_Task objective_
Copy the records below word for word. Stop after the line that contains "Not sure why".

_Supplied material_
PR #70364, opened 2024-05-06
fix(highlights): Fix crashing on null tag keys

leeandher:
Resolves https://sentry.sentry.io/issues/5243747663/?project=11276

Not sure why tags are coming in with `null` or `undefined` keys, but we can't display those so they will be omitted, letting the rest of the component render as per usual.

Also adding the team as a codeowner to help assignment for this stuff.

### DIFF
--- a/static/app/components/events/eventTags/eventTagsTree.tsx
+++ b/static/app/components/events/eventTags/eventTagsTree.tsx
@@ -7,6 +7,7 @@ import EventTagsTreeRow, {
 import {useIssueDetailsColumnCount} from 'sentry/components/events/eventTags/util';
 import {space} from 'sentry/styles/space';
 import type {Event, EventTag} from 'sentry/types/event';
+import {defined} from 'sentry/utils';
 
 const MAX_TREE_DEPTH = 4;
 const INVALID_BRANCH_REGEX = /\.{2,}/;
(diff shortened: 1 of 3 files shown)


roggenkemper (approved):

static/app/components/events/eventTags/eventTagsTree.tsx
```diff
@@ -43,6 +44,10 @@ function addToTagTree(
   originalTag: EventTag
 ): TagTree {
   const BRANCH_MATCHES_REGEX = /\./g;
+  if (!defined(tag.key)) {
+    return tree;
+  }
```
asottile-sentry, line 49: shouldn't the backend api which is producing garbage be fixed instead?  this just hides the bug

asottile-sentry (dismissed):

static/app/components/events/eventTags/eventTagsTree.tsx
leeandher: There might be a valid reason for these `null` keys even if I wasn't able to replicate it or test with it myself, it would be hasty to make changes like that since this UI is behind a flag and the previous UI had no issues -- It has been receiving `null` keys for some time with no issues, it'd seem.

This error was triggered from an EA group accessing a new interface I built for the frontend, so this fix provides the best compatibility with users who don't have access to the flags, without changing their experience of the legacy UI.

I will look into where the null keys come from to make sure we can account for it in the new UI, but for now I find this to be the best approach.

asottile-sentry: have you looked into what's causing the `null`?  I really think we should be striving for quality here instead of hacking around our own bugs in the frontend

_Answer to the problem_
PR #70364, opened 2024-05-06
fix(highlights): Fix crashing on null tag keys

leeandher:
Resolves https://sentry.sentry.io/issues/5243747663/?project=11276

Not sure why tags are coming in with `null` or `undefined` keys, but we can't display those so they will be omitted, letting the rest of the component render as per usual.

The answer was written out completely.